» Work instruction
The output should be all lines of the entries below in which the word "obsolete" occurs.

════════════════════

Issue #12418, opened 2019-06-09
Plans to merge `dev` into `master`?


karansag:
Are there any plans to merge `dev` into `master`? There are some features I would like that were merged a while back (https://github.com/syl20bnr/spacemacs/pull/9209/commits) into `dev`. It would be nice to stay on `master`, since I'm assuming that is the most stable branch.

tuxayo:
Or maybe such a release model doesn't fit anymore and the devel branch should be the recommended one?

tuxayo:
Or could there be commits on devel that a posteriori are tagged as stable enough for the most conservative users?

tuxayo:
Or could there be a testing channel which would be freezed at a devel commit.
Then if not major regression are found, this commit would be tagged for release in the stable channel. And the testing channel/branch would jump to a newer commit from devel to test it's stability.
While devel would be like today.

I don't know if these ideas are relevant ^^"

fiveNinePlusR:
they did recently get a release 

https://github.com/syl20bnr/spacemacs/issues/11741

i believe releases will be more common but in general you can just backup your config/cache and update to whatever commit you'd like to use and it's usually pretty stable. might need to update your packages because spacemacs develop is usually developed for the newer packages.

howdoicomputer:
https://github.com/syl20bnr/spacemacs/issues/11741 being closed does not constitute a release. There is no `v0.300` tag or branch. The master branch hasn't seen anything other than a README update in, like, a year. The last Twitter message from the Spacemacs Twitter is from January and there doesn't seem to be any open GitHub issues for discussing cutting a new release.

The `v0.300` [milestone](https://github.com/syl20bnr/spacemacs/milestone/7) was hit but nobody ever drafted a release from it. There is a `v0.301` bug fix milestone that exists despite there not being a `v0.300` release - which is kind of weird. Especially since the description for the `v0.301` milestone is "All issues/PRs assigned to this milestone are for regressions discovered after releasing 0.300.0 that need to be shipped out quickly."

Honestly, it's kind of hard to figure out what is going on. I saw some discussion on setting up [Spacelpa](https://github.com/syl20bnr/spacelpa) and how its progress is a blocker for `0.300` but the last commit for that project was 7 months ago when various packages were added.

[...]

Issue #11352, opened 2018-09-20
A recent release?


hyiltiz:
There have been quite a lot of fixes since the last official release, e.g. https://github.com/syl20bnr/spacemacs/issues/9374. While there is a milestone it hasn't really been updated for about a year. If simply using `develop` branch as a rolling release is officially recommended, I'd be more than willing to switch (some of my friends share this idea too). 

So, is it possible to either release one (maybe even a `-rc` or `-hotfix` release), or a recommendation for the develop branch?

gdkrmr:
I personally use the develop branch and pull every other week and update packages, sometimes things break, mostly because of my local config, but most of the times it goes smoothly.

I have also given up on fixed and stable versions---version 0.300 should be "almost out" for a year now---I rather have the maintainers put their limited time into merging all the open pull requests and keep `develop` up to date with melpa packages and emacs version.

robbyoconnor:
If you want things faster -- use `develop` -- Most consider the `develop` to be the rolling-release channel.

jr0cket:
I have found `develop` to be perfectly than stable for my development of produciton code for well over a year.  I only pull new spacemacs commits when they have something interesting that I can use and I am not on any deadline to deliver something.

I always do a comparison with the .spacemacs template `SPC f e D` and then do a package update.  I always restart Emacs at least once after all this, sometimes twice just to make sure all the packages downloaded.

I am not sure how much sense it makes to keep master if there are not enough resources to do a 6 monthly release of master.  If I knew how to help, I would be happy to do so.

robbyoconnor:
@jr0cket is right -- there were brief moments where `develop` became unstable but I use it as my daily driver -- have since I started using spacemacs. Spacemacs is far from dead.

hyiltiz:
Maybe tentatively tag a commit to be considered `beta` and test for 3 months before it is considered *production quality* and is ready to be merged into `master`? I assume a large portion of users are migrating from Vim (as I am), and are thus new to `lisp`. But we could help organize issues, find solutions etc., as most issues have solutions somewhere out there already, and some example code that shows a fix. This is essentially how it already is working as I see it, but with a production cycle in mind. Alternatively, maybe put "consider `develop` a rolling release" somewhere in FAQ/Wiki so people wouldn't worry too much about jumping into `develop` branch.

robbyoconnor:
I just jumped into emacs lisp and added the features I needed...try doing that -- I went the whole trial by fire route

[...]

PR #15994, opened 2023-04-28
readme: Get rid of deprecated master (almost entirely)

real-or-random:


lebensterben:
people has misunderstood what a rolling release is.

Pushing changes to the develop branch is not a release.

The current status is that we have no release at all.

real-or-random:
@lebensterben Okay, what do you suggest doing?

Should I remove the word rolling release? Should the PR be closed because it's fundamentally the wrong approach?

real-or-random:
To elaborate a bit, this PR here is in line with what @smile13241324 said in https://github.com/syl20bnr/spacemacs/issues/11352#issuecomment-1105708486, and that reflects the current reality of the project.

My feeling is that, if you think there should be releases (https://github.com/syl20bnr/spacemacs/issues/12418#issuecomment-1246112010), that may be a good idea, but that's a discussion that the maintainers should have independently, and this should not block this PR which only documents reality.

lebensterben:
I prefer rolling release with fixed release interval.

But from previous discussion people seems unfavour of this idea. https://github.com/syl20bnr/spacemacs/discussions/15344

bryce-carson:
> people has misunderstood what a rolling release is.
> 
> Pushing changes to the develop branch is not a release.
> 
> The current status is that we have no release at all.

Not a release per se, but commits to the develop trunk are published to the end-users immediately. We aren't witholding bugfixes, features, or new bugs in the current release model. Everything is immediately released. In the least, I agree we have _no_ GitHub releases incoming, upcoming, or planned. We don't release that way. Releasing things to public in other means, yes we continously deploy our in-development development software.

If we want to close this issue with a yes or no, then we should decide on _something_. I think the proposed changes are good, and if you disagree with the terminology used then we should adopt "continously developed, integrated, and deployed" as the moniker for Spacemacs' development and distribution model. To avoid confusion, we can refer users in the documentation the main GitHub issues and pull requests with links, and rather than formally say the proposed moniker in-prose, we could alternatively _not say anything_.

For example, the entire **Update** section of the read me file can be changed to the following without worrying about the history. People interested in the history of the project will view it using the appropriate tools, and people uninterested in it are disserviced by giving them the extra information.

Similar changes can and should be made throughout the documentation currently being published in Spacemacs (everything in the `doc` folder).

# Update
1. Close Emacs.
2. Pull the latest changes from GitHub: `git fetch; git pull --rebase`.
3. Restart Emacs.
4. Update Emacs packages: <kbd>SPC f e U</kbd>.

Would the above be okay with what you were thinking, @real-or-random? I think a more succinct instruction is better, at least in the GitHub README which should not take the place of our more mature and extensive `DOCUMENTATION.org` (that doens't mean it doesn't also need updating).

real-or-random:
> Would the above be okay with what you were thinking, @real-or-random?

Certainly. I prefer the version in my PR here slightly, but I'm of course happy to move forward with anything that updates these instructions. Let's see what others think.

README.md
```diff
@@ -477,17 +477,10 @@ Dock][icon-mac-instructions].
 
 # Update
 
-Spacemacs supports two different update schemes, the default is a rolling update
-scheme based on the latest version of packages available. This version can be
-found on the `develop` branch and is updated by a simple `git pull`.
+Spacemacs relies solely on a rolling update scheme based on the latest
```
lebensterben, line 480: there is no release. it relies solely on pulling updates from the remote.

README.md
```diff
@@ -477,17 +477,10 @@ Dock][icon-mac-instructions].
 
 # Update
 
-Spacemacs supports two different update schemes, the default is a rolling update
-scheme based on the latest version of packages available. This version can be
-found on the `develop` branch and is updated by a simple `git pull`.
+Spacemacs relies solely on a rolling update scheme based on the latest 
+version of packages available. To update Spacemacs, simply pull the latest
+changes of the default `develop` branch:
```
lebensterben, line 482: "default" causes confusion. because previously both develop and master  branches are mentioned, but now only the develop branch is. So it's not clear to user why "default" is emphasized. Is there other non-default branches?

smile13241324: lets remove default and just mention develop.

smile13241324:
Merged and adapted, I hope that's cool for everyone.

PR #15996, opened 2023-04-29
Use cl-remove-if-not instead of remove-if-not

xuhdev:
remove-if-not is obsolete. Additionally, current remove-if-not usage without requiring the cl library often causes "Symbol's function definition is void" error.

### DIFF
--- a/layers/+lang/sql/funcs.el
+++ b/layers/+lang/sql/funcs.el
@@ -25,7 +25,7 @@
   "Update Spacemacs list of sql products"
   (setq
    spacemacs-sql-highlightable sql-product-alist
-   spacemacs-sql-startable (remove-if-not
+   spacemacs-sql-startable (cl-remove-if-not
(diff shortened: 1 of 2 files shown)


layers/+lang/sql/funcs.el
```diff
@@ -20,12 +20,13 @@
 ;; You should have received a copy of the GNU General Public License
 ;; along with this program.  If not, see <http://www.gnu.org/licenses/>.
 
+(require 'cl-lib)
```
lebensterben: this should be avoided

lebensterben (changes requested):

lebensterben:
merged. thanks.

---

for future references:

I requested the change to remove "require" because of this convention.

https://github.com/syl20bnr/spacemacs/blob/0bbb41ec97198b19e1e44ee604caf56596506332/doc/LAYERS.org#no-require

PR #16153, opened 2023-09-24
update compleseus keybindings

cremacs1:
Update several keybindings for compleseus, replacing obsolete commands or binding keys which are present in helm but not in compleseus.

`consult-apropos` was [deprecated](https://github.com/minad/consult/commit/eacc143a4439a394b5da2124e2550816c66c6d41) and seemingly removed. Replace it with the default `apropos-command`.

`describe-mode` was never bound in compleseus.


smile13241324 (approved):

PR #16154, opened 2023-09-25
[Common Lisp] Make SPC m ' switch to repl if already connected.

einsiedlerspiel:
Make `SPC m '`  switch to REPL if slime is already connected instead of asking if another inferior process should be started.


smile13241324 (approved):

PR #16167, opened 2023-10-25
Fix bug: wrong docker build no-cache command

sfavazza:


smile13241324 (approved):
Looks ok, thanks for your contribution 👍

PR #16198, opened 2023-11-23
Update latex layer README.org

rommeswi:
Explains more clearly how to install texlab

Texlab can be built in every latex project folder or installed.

════════════════════

» Your solution
remove-if-not is obsolete. Additionally, current remove-if-not usage without requiring the cl library often causes "Symbol's function definition is void" error.
Update several keybindings for compleseus, replacing obsolete commands or binding keys which are present in helm but not in compleseus.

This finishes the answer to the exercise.